Herdade do Mouchão Mouchão 2013 (Alentejo DOC)
A mild start to the year was followed by hot weather in July and August, setting the vines up nicely for harvest. Heavy rain at the end of September would have impacted on late cycle varieties like Alicante Bouschet. I don’t notice this in the quality of this vintage of Mouchão, however it makes for a markedly fresh, structured wine – as if wearing its seams on the outside. Especially compared with the 2012, which I found more forward and expressive at the same stage. I was glad to be able to taste the 2013 – a superior wine – over three days, giving it time to unfurl. It is a deep, opaque hue, with fresh, firm acid – bilberry sharpness – and typical rounder balsamic notes to nose and attack. Present from the get go (the attack), the tannins are initially powdery, becoming sinewy going through. On day two, classic Mouchão signature notes of dried fig and mint with liquorice and parma violets emerge. The fruit/acid at the core remains pomegranate/bilberry firm and bright, putting me in mind of Tonel No 3-4, which is exclusively sourced from Carapetos (and 100% Alicante Bouschet). On day three, juicier, sweeter blackberry emerges, together with earth, eucalyptus and liquorice, very much entwined with the fruit. Still, it remains firm. As they say, needs food. I polished it off with a lunchtime favourite, grilled sourdough cheddar sandwich, with onion marmalade and pickled jalapeno pepper. Protein, with sweetness, heat and a cut of acid. Yum. I am sure there are more sophisticated dishes (or simple slabs of protein) to enjoy with it still, of the two, I’d recommend broaching the 2012 first whilst you wait for the 2013 to come around. 14% £38.99 at Handford Wine, £42.99 at Dorset Wine, £180/6 bottles in bond at Fine + Rare
Herdade do Mouchão Mouchão 2012 (Alentejo DOC)
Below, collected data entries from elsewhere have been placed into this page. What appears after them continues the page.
PR #2005, opened 2021-12-27
fast inspector

### LINKED ISSUE #2007: Improve Speed on Zed Inspector
A synchronous loop in the Zed Inspector to build the rows makes it slow on large data sets (3-4 seconds). It was  slow when expanding and collapsing nested values if the number of zed values was large.

jameskerr:
This iteration of the inspector component removes the synchronous loop over all the zed values to create the rows. It instead just performs a count of how many rows there "will be". It does this by looking at the zed types and the "isExpanded" state. This was fast in my tests at 40ms for 10,000 values. It then looks at the scrollTop and height of the scroll container to determine which rows to actually create. To boost it further, it saves the result of the built rows in a cache when scrolling so that when it needs to re-render on a scroll, it only creates the rows that haven't been built in previous renders.

The old inspector was slow when expanding and collapsing nested values if the number of zed values was large. This is not a problem anymore.

This PR needs a few more things before its done:

- [x] Fix Infinite Scrolling
- [x] Account for type values
- [x] Remove the "InspectorContext" class
- [x] Fix right clicking the values
- [x] Remove the local tab state idea
- [x] Remove rootIndexValue and maybe the other added prop to InspectArgs
- [x] Correctly switch to the view when the viewer search completes

Fixes #2007


app/search/flows/next-page-viewer-search.ts
```diff
@@ -46,7 +46,7 @@ function nextPageArgs(
           .time(prevTs)
           .add(1, "ms")
           .toDate()
-        spliceIndex = index + 1
+        spliceIndex = index
```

An expressive, relatively forward Mouchão with the sweetness, smoothness and fluidity I associate with this charming, if not especially concentrated, vintage. Its juicy blackberry, blackcurrant and plum fruit is supported by chalky tannins and balanced acidity. Complexing nuances of tobacco, tar and orange peel rise in the glass. On day two, riper blueberry, dried fig, mint tea and earthy, leafy, mulchy undertones emerge and the tannins seem grainer, more mineral. All the hallmarks of Mouchão if not the charisma of top vintages. On the plus side, it’s pretty approachable and delivering pleasure now. 14.5% £177/6 bottles at The Exceptional Wine Company
Herdade do Mouchão Ponte das Canas 2013 (Alentejo DOC)
In 2013, this blend of the estate’s best Touriga Nacional, Touriga Franca and Syrah features a splash of Alicante Bouschet – “the soul” – as they say on the back label. And bless my soul, perhaps this is what gives this vintage of Ponte das Canas the edge for me. With an Alicante Bouschet touch of tobacco and chew and earthiness on day two, it is all the more interesting for it. Whilst it is foot trodden in lagares old school style, it is aged (for 18-24 months) in a combination of tonies and new French oak barriques. The French oak lends customary polish, buffing and supporting the concentrated black currant and berry fruit with grooming, fine grained tannins. On day two, plum chimes in with the black berry and currant flavours, fleshing out the mouth-filling palate. Leaf, parma violet and black tea notes bring detail and lift. Herdade do Mouchão Ponte das Canas 2013 is a big but arresting wine, very complete, with a long persistent finish. 14% £24 at Caviste – a lot of wine for the money, I reckon.